A NEW MUSEUM is opening in Portland, but it's probably not what you expect. Exhibitions are free. There are no white walls, no pedestals. It has no physical building: sometimes it's in parks; sometimes it's in city hall. Design Museum Portland began as a nonprofit, decentralized museum in Boston. Still in fundraising mode for its Portland location, the organization will begin its unique Portland programming in 2014, with their first major event to be announced during a launch at ADX as part of Design Week. As a roaming museum, it's a curious concept, although one that should find a comfortable home in Portland—a city plenty comfortable with mobile business models (see: proliferating pop-up shops and food carts).

We picked the brain of the Design Museum's co-founder and executive director, Sam Aquillano, to get the scoop on this ambitious project and its precedence.

MERCURY: The term "design" is broad: It can mean graphic design, architecture, urban design. It sounds like the Design Museum covers all of design?

SAM AQUILLANO: The process of discovery—that is my definition of design. We exhibit, promote, and do programming around every type of design, including business-model design, experience design. Our audience is the general public.
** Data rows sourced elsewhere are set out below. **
PR #283, opened 2021-12-17
Upgrade to tcpip.7.0.0

dinosaure:
`sed s/Mirage_stack/Tcpip.Stack/gc`
`sed s/mirage-stack/tcpip/gc`

/cc @hannesm


hannesm:
thanks! merged and released as 6.1.3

We have an exhibition right now at the airport in Boston called Getting There. Everyone travels, but you may not think about how design has shaped that experience, whether it's how your luggage is designed or the flight attendant uniforms. We have all that stuff in the exhibition. It's a lot more accessible than saying, "We're going to do an architecture exhibition"—if you do something that academic, they [the public] aren't going to know how to plug in.

What does a Design Museum exhibit look like? For your exhibit at the Boston airport—do you show blueprints of the airport? Is it interactive?

We show architectural drawings of the airport; we show sketches of luggage design. So, fun process stuff. We also have a lot of historical stuff, too. We talk about how the experience has changed. We have some infographics about deregulation—why is that in a design exhibition? Well, when they deregulated the airlines, it opened the airlines up to have a lot more passengers on a single plane, which dovetailed nicely with technology—they could develop these bigger engines. All of a sudden the experience completely changed. Instead of having 20 people on a plane and five flight attendants, [it went] to 200 people on a plane with five flight attendants. We really go into the cultural, economic, and technological changes that shape that experience, that designers have to respond to.

What informed your decision to have a Design Museum in Portland?

I founded the museum four years ago in Boston around the fact that design is so important in our lives—it's everywhere—but the public doesn't really think about design as deeply as we should. Normally people only recognize design when it's bad: if a chair is uncomfortable, or if you get lost in an airport. But good design is invisible. If we thought about design more, maybe we could design a better world. We started the museum around, "Design is everywhere, so we should be everywhere." We want to be out in the public, not holed up in a single building, because we can provide great contacts in the actual places. I met some folks from Gerding Edlen based in Portland; they developed the Indigo building in Portland. They started developing some work in Boston, and they reached out to see if we wanted to be part of one of their new developments; the conversation kept moving forward to, "Why not have a Design Museum Portland?" There are a lot of similarities between Portland and Boston—the design community is really strong in Portland, and there's great higher-end institutions teaching design. As our new city, it makes sense.

_________________________________________________________________________________________

Design Museum Portland launch at ADX, 417 SE 11th, Tues Oct 8, 6:30 pm, free.